Now that we see the shape of the matrix is is easy to write the unvectorized naive implementation. We just need to:

build a matrix of zeros having size (D,C) (same size as W)
assign $x_i$ to each column of this matrix if ($j \neq y_i$ and $(x_iw_j - x_iw_{y_i} + \Delta > 0)$)
assign $-\sum\limits_{j \neq y_{i}}1(x_iw_j - x_iw_{y_i} + \Delta > 0)x_i$ to the $y_i$ column

  dW = np.zeros(W.shape) # initialize the gradient as zero

  # compute the loss and the gradient
  num_classes = W.shape[1]
  num_train = X.shape[0]
  loss = 0.0
  for i in xrange(num_train):
    scores = X[i].dot(W)
    correct_class_score = scores[y[i]]
    nb_sup_zero = 0
    for j in xrange(num_classes):
      if j == y[i]:
        continue
      margin = scores[j] - correct_class_score + 1 # note delta = 1
      if margin > 0:
        nb_sup_zero += 1
        loss += margin
        dW[:, j] += X[i]
    dW[:, y[i]] -= nb_sup_zero*X[i]

The vectorized implementation is slightly harder to compute but fortunately we’ve already done all the work. Actually during the forward pass we computed a matrix with the following elements (besides $j = y_i$ where it is 0):

\[(x_iw_j - x_iw_{y_i} + \Delta > 0)\]

So this matrix (let’s call it the margin matrix) looks like what we want except that:

We want to build a matrix that has the same size as the margin matrix and that has 1 when the quantity of each cell of the margin matrix is positive and a zero otherwise
We want to build a matrix that has on each cell of its $j = y_i$ column the negative sum of the indicator function of all the columns (except column $y_i$) of margin matrix
We need to multiply this newly created matrix by X (because we see $x_{ij}$ is present in each cell of $\nabla_{w_{j}}L_i$)

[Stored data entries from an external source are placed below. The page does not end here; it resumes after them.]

PR #1534, opened 2020-03-23
Add pytest to CI

garmin-mjames:
Adds a PythonTests stage to Travis CI that runs `pytest`. For use in unit testing Python-only code.

I've used a local test for `BinaryValue` as the first example test.

I've never messed with Travis settings so I have no idea if this initial commit will work.

Tasks:
- [x] Make Travis work


eric-wieser:
I think I'd prefer to not try and fix BinaryValue in the same patch as adding the test stuff to travis.

Can you start by just testing the bits that don't seem broken, and putting a PR up for that. The tests don't need to be long, the important thing is having an obvious place for everyone else to add more tests later.

garmin-mjames:
I pared down the test to just the parts of `BinaryValue` that work and removed the broken edge cases.

garmin-mjames:
Is Python 3.5 the best target for `pytest`?

themperek:
Maybe adding a makefile in pytest directory that calls pytest would be better. It would run within existing regressions. Maybe here: https://github.com/cocotb/cocotb/blob/master/tests/Makefile ?

eric-wieser:
If you're feeling generous, `test_cocotb.test_binary_value_compat` and `test_cocotb.test_binary_value` could be moved into this file and converted to pytest. Fine to leave to a follow-up

eric-wieser:
> Is Python 3.5 the best target for `pytest`?

Ideally we'd test both 3.5 and 3.8 (oldest and newest supported version)

eric-wieser:
> Maybe adding a makefile in pytest directory that calls pytest would be better. It would run within existing regressions. Maybe here: https://github.com/cocotb/cocotb/blob/master/tests/Makefile ?

If we do this, we'd probably want to make it a pre-requisite of the simulation tests - little point wasting power running simulations if our code can't pass unit tests, especially since the unit tests give better log messages.

themperek:
>If we do this, we'd probably want to make it a pre-requisite of the simulation tests - little point wasting power running simulations if our code can't pass unit tests, especially since the unit tests give better log messages.

In this case, adding `py.test tests/pytest/` before 
https://github.com/cocotb/cocotb/blob/master/tox.ini#L17 should do this.

eric-wieser:
That sounds like a good idea to me.

tests/pytest/test_binary_value.py
```diff
@@ -0,0 +1,244 @@
...
+    with pytest.deprecated_call():
+        vec = BinaryValue(value=0, bits=16)
+    assert vec.n_bits == 16
+
+    vec = BinaryValue(0, 16)
+    assert vec.n_bits == 16
+
+    with pytest.raises(TypeError):
+        vec = BinaryValue(value=0, bits=16, n_bits=17)
+        pytest.fail("Expected TypeError when using bits and n_bits at the same time")
```
eric-wieser:
```suggestion
        BinaryValue(value=0, bits=16, n_bits=17)
```

tests/pytest/test_binary_value.py
```diff
@@ -0,0 +1,244 @@
...
+        bin3 = bin1[32]
+
+    with pytest.raises(IndexError):
+        bin4 = bin1[1:2]
+
+    with pytest.raises(IndexError):
+        bin5 = bin1[-1:4]
+
+    with pytest.raises(IndexError):
+        bin6 = bin1[2:-2]
```
eric-wieser: If it raises an exception there's no point naming the result, is there?
```suggestion
    with pytest.raises(IndexError):
        bin1[32]

    with pytest.raises(IndexError):
        bin1[1:2]

    with pytest.raises(IndexError):
        bin1[-1:4]

    with pytest.raises(IndexError):
        bin1[2:-2]
```

pytest.ini
```diff
@@ -0,0 +1,6 @@
+[pytest]
```
themperek: We could add this to `tox.ini` and `setup.cfg` to not add even more files see https://docs.pytest.org/en/latest/customize.html#finding-the-rootdir

eric-wieser: Would probably favor `setup.cfg`. Note that this line then becomes `[tool:pytest]`

eric-wieser:
Travis seems to be having trouble with the webhook, we'll need to manually find the travis run.

themperek:
here: https://travis-ci.org/github/cocotb/cocotb/pull_requests

garmin-mjames:
It seems to have kicked off a new build: https://travis-ci.org/github/cocotb/cocotb/builds/666485746?utm_medium=notification&utm_source=github_status

eric-wieser:
https://travis-ci.org/github/cocotb/cocotb/jobs/666485749#L922

PR #1535, opened 2020-03-24
Remove unused entrypoint.vhdl file

themperek:
It looks like `entrypoint.vhdl` is not used anywhere and is a leftover from early FLI development.

@ktbarrett Can you confirm?


ktbarrett:
@themperek it works.

PR #1536, opened 2020-03-24
Remove flake8 ignores on blank lines

eric-wieser:
This should give better error messages than our whitespace linter, but won't touch all files.

xref #1281, cc @ktbarrett


cmarqu:
I'm totally okay with not checking e.g. ReST files.

eric-wieser:
They're already checked by a `grep` elsewhere anyway.

PR #1538, opened 2020-03-25
Enable SV assertion in Makefile.verilator

nndurj:
SV assertions are disabled by default. Adding `--assert` to make it consistent with commercial simulators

So now, it is relatively straightforward:

We create a matrix having the dimension of the margin matrix. Let’s call it mask. We then need to have $1$ on each cell of the mask matrix when the quantity on the corresponding cell of the margin matrix is positive. In python we can do this using:

mask = np.zeros(margins.shape)
mask[margin > 0] = 1

Now, we need to change the content of each cell of the mask matrix when we are on the $y_i$th column. We need to put in each row of this $y_i$th column the negative value of the sum of all the values in the other rows. In python we can do that by creating a vector containing the sum of the column:

np_sup_zero = np.sum(mask, axis=1)

then we need to replace the $y_i$th column vector of the mask matrix by this newly created vector by doing:

mask[np.arange(num_train), y] = -np_sup_zero

finally we need to multiply by X so the final matrix has the same dimension as the W matrix: (D,C). We know mask’s dimension is (N,C) and X’s dimension is (N, D) so we need to return $X^{\intercal}W$:

dW = X.T.dot(mask)

At the end, we need to divide by the number of training samples and to add the regularization term:

dW /= num_train
dW += reg*W

Conclusion

Finally we saw how one can compute the gradient of the hinge loss function. This wasn’t difficult. The main issue we can encounter when we are asking to compute such gradient resides in the formulation of the problem. What do we need to compute? The gradient w.r.t which variables? What are the size of the variables involve? It is important to define the problem precisely, the rest will follow naturally if you already know what it means to compute a gradient. Finally we see that it can be useful to write down the matrix expression.